PR #245, opened 2018-04-22
Fix error on modify/approve test when not logged in

tomtor:
Fix error on approve/modify test when not logged in

After login return to the main page.

Without this fix:

    Internal Server Error

    The server encountered an unexpected internal server error

    (generated by waitress)

### DIFF
--- a/fishtest/fishtest/views.py
+++ b/fishtest/fishtest/views.py
@@ -424,8 +424,7 @@ def tests_modify(request):
     request.actiondb.modify_run(authenticated_userid(request), before, run)
 
     cached_flash(request, 'Run successfully modified!')
-    return HTTPFound(location=request.route_url('tests'))
-  return {}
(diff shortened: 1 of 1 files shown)


ppigazzini:
@tomtor please suggest the steps to replicate the problem on the dev server (I tried unsuccessfully some combination)

tomtor:
@ppigazzini On the unpatched fishtest:
- logout
- try modify an existing test

vondele:
actually a similar error happens when trying to approve a test when not logged in. Maybe this fix also fixes that, otherwise would be great if you could look into that as well.

ppigazzini:
@tomtor yes, I stopped always at step 3.
Sorry for the late answer but I wrote a little patch to unblock the default users on the dev server and update the install scripts :-)

official server updated.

........

Problem –
Word for word, copy out the entries.

Task response –
PR #245, opened 2018-04-22
Fix error on modify/approve test when not logged in

tomtor:
Fix error on approve/modify test when not logged in

After login return to the main page.

Without this fix:

    Internal Server Error

    The server encountered an unexpected internal server error

    (generated by waitress)

### DIFF
--- a/fishtest/fishtest/views.py
+++ b/fishtest/fishtest/views.py
@@ -424,8 +424,7 @@ def tests_modify(request):
     request.actiondb.modify_run(authenticated_userid(request), before, run)
 
     cached_flash(request, 'Run successfully modified!')
-    return HTTPFound(location=request.route_url('tests'))
-  return {}
(diff shortened: 1 of 1 files shown)


ppigazzini:
@tomtor please suggest the steps to replicate the problem on the dev server (I tried unsuccessfully some combination)

tomtor:
@ppigazzini On the unpatched fishtest:
- logout
- try modify an existing test

vondele:
actually a similar error happens when trying to approve a test when not logged in. Maybe this fix also fixes that, otherwise would be great if you could look into that as well.

ppigazzini:
@tomtor yes, I stopped always at step 3.
Sorry for the late answer but I wrote a little patch to unblock the default users on the dev server and update the install scripts :-)

official server updated.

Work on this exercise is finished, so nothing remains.